Pictures of you Bride make envious. An angry ex-girlfriend smashed the face of my DarkHorse Bride. Its been three years or more now. I still dont have a replacement solution. The rest of my Bride kit is perfect. I wish I knew how to replace her face. Good luck with your project. The Darkhorse Frankenstein and the Bride were the center pieces of my figure model collection.


----------



## mcdougall (Oct 28, 2007)

aurora fan said:


> Pictures of you Bride make envious. An angry ex-girlfriend smashed the face of my DarkHorse Bride. Its been three years or more now. I still dont have a replacement solution. The rest of my Bride kit is perfect. I wish I knew how to replace her face. Good luck with your project. The Darkhorse Frankenstein and the Bride were the center pieces of my figure model collection.

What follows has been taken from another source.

PR #4878, opened 2023-08-17
Waitp 1244 chart fixes

acdunham:
### Changes:
- Fix issue with data not correctly displaying on charts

That's a shame that your ex took her anger out on the Bride, PM me your address and perhaps I could be of some assistance in helping you restore this OOP kit :wave:
Mcdee


----------



## Mark McGovern (Apr 25, 1999)

Cool idear, mcdee. We're going to see your photos of the finished project_ when_ - ? :devil:


----------



## mcdougall (Oct 28, 2007)

Mark McGovern said:


> Cool idear, mcdee. We're going to see your photos of the finished project_ when_ - ? :devil:


When I'm finished....sheeesh...:tongue:.........

Actually I'm taking advantage of the New Year weekend and hope to work like a madman on this project...so....yeah ...about six weeks to completion...but I'll submit some wips
Mcdee


----------



## mcdougall (Oct 28, 2007)

A few Wips....






















Prime and base coats...








adding the scar he got in the Burning windmill








I'll use my Dremil to cut this out...
Back to work...tons more to do...
Mcdee


----------



## dklange (Apr 25, 2009)

Looking very cool, Denis. (Can't believe you spell yours the same as I do, there aren't too many with only one "n"!) Nice to have a long weekend to hibernate inside and work on our favorite hobby!!! Keep up the good work!! - Denis


----------



## mcdougall (Oct 28, 2007)

Yeah you're the only other Denis I know who uses only one 'n'...I was told I was named after my Great grandfather who also spelled it with one and was told it was an old Irish way of spelling the name
and Yes...this is a perfect weekend to build and paint ...thanks for the kind words
Cheers
Denis/Mcdee:wave:


----------



## mcdougall (Oct 28, 2007)

A little progress...









A little work on the Brides Head...
Layed down a base coat of blue...









...
and then lightened her up and started on her eyes...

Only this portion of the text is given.